Don't ask for permission, hire good lawyers and then ask for forgiveness
October 1, 2019, 5:35AM EDT · 3 min read
- The SEC fined Block.one just 0.6% of the total raise after conducting an unregistered security offering in 2017/2018
- This sets a horrible precedent for other companies thinking of issuing a token
- Blockstack, which tried to do things the right way, would be in a much better position if they did the same as Block.one
The SEC announced yesterday that it has settled charges against Block.one, the issuer of EOS, for conducting an unregistered ICO in 2017–2018. After allegedly raising $4.1 billion, the firm has agreed to pay a $24 million penalty for selling unregistered securities. That’s a slap on the wrist — only 0.6% of the total raise.
In a statement, Block.one said that the settlement relates specifically to the ERC-20 tokens sold during the ICO, which are no longer in circulation.

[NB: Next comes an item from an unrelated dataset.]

PR #1000, opened 2026-07-08
Chore: Consolidate dependabot bumps (nuget-minor, actions/checkout, actions/cache, actions-minor)

johnml1135:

EOS transitioned from ERC-20 to its own chain in June 2018. These tokens will not be required to be registered as a security with the SEC. Moreover, Block.one said that this settlement resolves all ongoing matters between them and the SEC.

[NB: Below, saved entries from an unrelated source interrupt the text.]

PR #1338, opened 2019-05-04
Add Tasker/Locale action plugin

mueller-ma:
This plugin works with
https://play.google.com/store/apps/details?id=com.twofortyfouram.locale
and
https://play.google.com/store/apps/details?id=net.dinglisch.android.taskerm.

See #257

TODO:

- [x] Make list searchable
- [x] Hide read-only items
- [x] Add more predefined states to pick from
- [x] Add feature to docs and app store description?


mueller-ma:
Here's the apk: [mobile-foss-beta-debug.zip](https://github.com/openhab/openhab-android/files/3144155/mobile-foss-beta-debug.zip)

- Rename it to .apk
- Install my apk

Confectrician:
Works already very well.
Would it be possible to also GET an item stat instead of only setting one?

mueller-ma:
>  Would it be possible to also GET an item state instead of only setting one?

That would be a condition plugin. Yes, it's possible, but not in this PR.

Confectrician:
>That would be a condition plugin. Yes, it's possible, but not in this PR.

Ah sorry, i think we have discussed this already somewhere.
I remember now.
Thanks for clarifiaction.

mobile/src/main/java/org/openhab/habdroid/ui/ItemPickerActivity.java
```diff
@@ -0,0 +1,272 @@
...
+    @Override
+    public void onItemClicked(Item item) {
+        if (item == null) {
+            return;
+        }
+
+        ArrayList<String> labels = new ArrayList<>();
+        ArrayList<String> commands = new ArrayList<>();
+
+        if (item.isOfTypeOrGroupType(Item.Type.Switch)) {
```
mueller-ma: This is basically the same mapping (item to possible/common) state as in WidgetListFragment, except that WidgetListFragment also looks at the widget.
@maniac103 Do you think it makes sense to add the functions `addCommandsForItem(Item item, ArrayList<String> labels,ArrayList<String> commands)` and `addCommandsForWidget(Widget widget, ArrayList<String> labels,ArrayList<String> commands)`, use the forItem function here. And to use both in WidgetListFragment and remove duplicate commands from the ArrayLists?

mueller-ma:
Maybe I should add a pref to enable this plugin. Otherwise any app can send item updates.

mobile/src/main/java/org/openhab/habdroid/model/Item.java
```diff
@@ -47,6 +47,8 @@
 
     public abstract String name();
     public abstract String label();
+    @Nullable
+    public abstract String icon();
```
maniac103: Why not name this `category` to follow the JSON field?

mobile/src/main/java/org/openhab/habdroid/ui/ItemPickerActivity.java
```diff
@@ -0,0 +1,277 @@
...
+                .setTitle(R.string.item_picker_dialog_title)
+                .setItems(labelArray, (dialog, which) -> {
+                    if (which < labelArray.length - 1) {
+                        finish(true, item.name(), commands.get(which));
+                    } else {
+                        final EditText input = new EditText(this);
+                        LinearLayout.LayoutParams lp = new LinearLayout.LayoutParams(
+                                LinearLayout.LayoutParams.MATCH_PARENT,
+                                LinearLayout.LayoutParams.MATCH_PARENT);
+                        input.setLayoutParams(lp);
```
maniac103: Is this really needed? IOW: what happens when omitting this?

mobile/src/main/java/org/openhab/habdroid/ui/ItemPickerAdapter.java
```diff
@@ -0,0 +1,174 @@
...
+import org.openhab.habdroid.ui.widget.WidgetImageView;
+import org.openhab.habdroid.util.Constants;
+
+import java.util.ArrayList;
+import java.util.Collections;
+import java.util.Comparator;
+import java.util.List;
+import java.util.Locale;
+
+public class ItemPickerAdapter extends RecyclerView.Adapter<RecyclerView.ViewHolder>
```
maniac103: The generic type should be `ItemViewHolder` (you only have one type of item)

mobile/src/main/java/org/openhab/habdroid/ui/ItemPickerAdapter.java
```diff
@@ -0,0 +1,174 @@
...
+            mItemNameView.setText(item.name());
+            mItemLabelView.setText(item.label());
+            mItemTypeView.setText(item.type().toString());
+
+            Connection connection;
+            try {
+                connection = ConnectionFactory.getUsableConnection();
+            } catch (ConnectionException e) {
+                connection = null;
+            }
```
maniac103: We should probably introduce a `getUsableConnectionOrNull` method to `ConnectionFactory` to avoid the throwing overhead when we're not interested in the actual exception. I'll do this in the Kotlin conversion.

mobile/src/main/java/org/openhab/habdroid/util/SuggestCommandsFactory.java
```diff
@@ -0,0 +1,149 @@
...
+
+import java.util.List;
+
+public class SuggestCommandsFactory {
+    Context mContext;
+    List<String> mCommands;
+    List<String> mLabels;
+    boolean mShowUndef;
+
+    public SuggestCommandsFactory(Context context, List<String> commands, List<String> labels,
```
maniac103: I'd prefer to make the lists getters instead of passing them into the constructor. Basically this
```
private final List<String mCommands = new ArrayList<>();
private final List<String mLabels = new ArrayList<>();
[...]
public SuggestCommandsFactory(Context context, boolean showUndef) {
    [...]
}

public List<String> getCommands() {
    return mCommands;
}
public List<String> getLabels() {
    return mLabels;
}
```

(Could maybe even use a single `List<Pair<String, String>> mCommandsAndLabels`)

That way it becomes much clearer from the usage of the class what the class actually does.

mobile/src/main/java/org/openhab/habdroid/util/SuggestCommandsFactory.java
```diff
@@ -0,0 +1,149 @@
...
+        } else if (item.isOfTypeOrGroupType(Item.Type.Contact)) {
+            // Contact items cannot receive commands
+        } else if (item.isOfTypeOrGroupType(Item.Type.Dimmer)) {
+            addOnOffCommands();
+            addIncreaseDecreaseCommands();
+            addCommonPercentCommands();
+        } else if (item.isOfTypeOrGroupType(Item.Type.Number)) {
+            // Don't suggest numbers that might be totally out of context if there's already
+            // at least one command
+            if (mCommands.size() == 0) {
```
maniac103: `isEmpty()`

mobile/src/main/java/org/openhab/habdroid/util/SuggestCommandsFactory.java
```diff
@@ -0,0 +1,149 @@
...
+        } else {
+            add("UNDEF", R.string.nfc_action_undefined);
+        }
+    }
+    
+    private void add(String commandAndlabel) {
+        if (!mCommands.contains(commandAndlabel)) {
+            mCommands.add(commandAndlabel);
+            mLabels.add(commandAndlabel);
+        }
```
maniac103: Can shorten to `add(commandAndLabel, commandAndLabel);`

mobile/src/main/java/org/openhab/habdroid/ui/ItemPickerAdapter.java
```diff
@@ -0,0 +1,174 @@
...
+import java.util.List;
+import java.util.Locale;
+
+public class ItemPickerAdapter extends RecyclerView.Adapter<RecyclerView.ViewHolder>
+        implements View.OnClickListener {
+    public interface ItemClickListener {
+        void onItemClicked(Item item);
+    }
+
+    private ArrayList<Item> mItems = new ArrayList<>();
```
maniac103: `mFilteredItems`?

mobile/src/main/java/org/openhab/habdroid/ui/ItemPickerAdapter.java
```diff
@@ -0,0 +1,174 @@
...
+                .getString(Constants.PREFERENCE_ICON_FORMAT, "");
+        mInflater = LayoutInflater.from(context);
+        mItemClickListener = itemClickListener;
+    }
+
+    public void addLoadedItems(List<Item> items) {
+        mItems.clear();
+        mItems.addAll(items);
+        Collections.sort(mItems, new ItemNameComparator());
+        mAllItems = new ArrayList<>(mItems);
```
maniac103: Why not `clear()` + `addAll()`?

mobile/src/main/java/org/openhab/habdroid/ui/ItemPickerAdapter.java
```diff
@@ -0,0 +1,174 @@
...
+
+    public ItemPickerAdapter(Context context, ItemClickListener itemClickListener) {
+        super();
+        mIconFormat = PreferenceManager.getDefaultSharedPreferences(context)
+                .getString(Constants.PREFERENCE_ICON_FORMAT, "");
+        mInflater = LayoutInflater.from(context);
+        mItemClickListener = itemClickListener;
+    }
+
+    public void addLoadedItems(List<Item> items) {
```
maniac103: `setItems()`? After all, you're replacing the list, not amending to it.

mobile/src/main/java/org/openhab/habdroid/ui/ItemPickerAdapter.java
mueller-ma: Because I already call clear(), addAll() and sort() on mItems. After that IMO copying is smarter than calling the three functions again.

maniac103: I didn't say you should re-sort, but do `addAll(mItems)` ;-) I think clear + addAll is better because it avoids the memory reallocation.

mueller-ma: I thought you mean `mAllItems.addAll(items)`.

mobile/src/main/java/org/openhab/habdroid/ui/ItemPickerActivity.java
mueller-ma: Actually it does nothing, because `setLayoutParams()` must be called after `AlertDialog#show()`. And it should be `FrameLayout.LayoutParams`, otherwise the app crashes. I removed it.

mobile/src/main/java/org/openhab/habdroid/ui/ItemPickerActivity.java
```diff
@@ -0,0 +1,275 @@
...
+        }
+
+        SuggestCommandsFactory suggestCommandsFactory =
+                new SuggestCommandsFactory(this, true);
+        suggestCommandsFactory.fill(item);
+
+        List<String> labels = suggestCommandsFactory.getLabels();
+        List<String> commands = suggestCommandsFactory.getCommands();
+
+        labels.add(getString(R.string.item_picker_custom));
```
mueller-ma: This shouldn't be shown if makes no sense, because `commands` already contains all possible states, e.g. for Switches.

mueller-ma:
TODO:

- [ ] Auto open/hide keyboard on clicking "Custom"
- [ ] Fix UoM: Units aren't sent to server for Setpoints with units

mueller-ma:
> Maybe I should add a pref to enable this plugin. Otherwise any app can send item updates.

@maniac103 WDYT?

maniac103:
@mueller-ma I agree, making this opt-in sounds like a good idea. Pref naming suggestion: 'Tasker integration' with summary 'Enable Tasker action plugin which allows updating Items via Tasker.' ... and only show it if either the pref is enabled at page enter time or Tasker is installed.

mueller-ma:
Should something happen if an app wants to update an item without permission, e.g. show a toast?

maniac103:
I personally wouldn't do it. If the plugin is disabled, just treat it as such and keep it as silent as possible.

mueller-ma:
RTM from my side.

If you recall, this settlement only reinforces the previous statements made by SEC officials. The SEC’s Director of the Division of Corporation Finance, William Hinman, said in June 2018 that the sale of ETH did not represent securities transactions because the network was already ‘sufficiently decentralized.’ Hester Peirce said in February 2019 that the tokens sold for use in a functioning network, rather than as investment contracts, fall outside the definition of securities.
Ethereum escaped the fines likely because it was much harder for the SEC to go after anyone. Similarly to Ethereum, EOS was an unregistered security at the time of sale but since it has transitioned to a functioning “decentralized” network, the SEC no longer requires it to register as a security and it can be traded on all cryptocurrency exchanges.
But let’s talk about the elephant in the room — the precedent that this sets for other companies thinking of issuing a token. Let’s take Blockstack for example. Blockstack recently completed the first SEC-approved token offering, raising $23 million between its Reg A+ offering for the general public as well as its Reg S offering for institutional investors in Asia. But Blockstack spent 10 months and about $2 million getting SEC approval for the Reg A+ sale. That’s 8.7% of the total raise in contrast to 0.6% that Block.one had to pay to the SEC.
Arguably, since Blockstack paved the way for compliant utility token fundraises, other companies won’t have to spend as much cash or time for doing the same. But the costs will still be significant.
Now, who would you rather be? Block.one or Blockstack? Blockstack has a ‘runway’ of less than 3 years, has to file ongoing reports, submit audited financial statements and on top of that, its tokens must be traded on a regulated securities exchange in the U.S. with virtually no liquidity. Block.one, on the other hand, raised several billion dollars, has decades of ‘runway’, got slapped on the wrist with a minuscule fine, has regulatory clarity and EOS can also be listed on all cryptocurrency exchanges with a ton of liquidity. Tough choice, right?
Just to put this in perspective, Block.one has so much money they spent $150 million on developing its social media site Voice.com. The domain itself cost Block.one $30 million, which is more than Blockstack raised in their compliant fundraise and also more than the SEC’s fine.
So why would other companies want to follow in Blockstack’s compliant footsteps when they can just promise a ton of really cool (undeliverable) features, advertise on Times Square, raise a ton of cash that they can use to pay for really good lawyers and then get away with it? The answer is — I have no clue. And I wouldn’t be surprised if we see a resurgence of new ICOs doing the same as Block.one.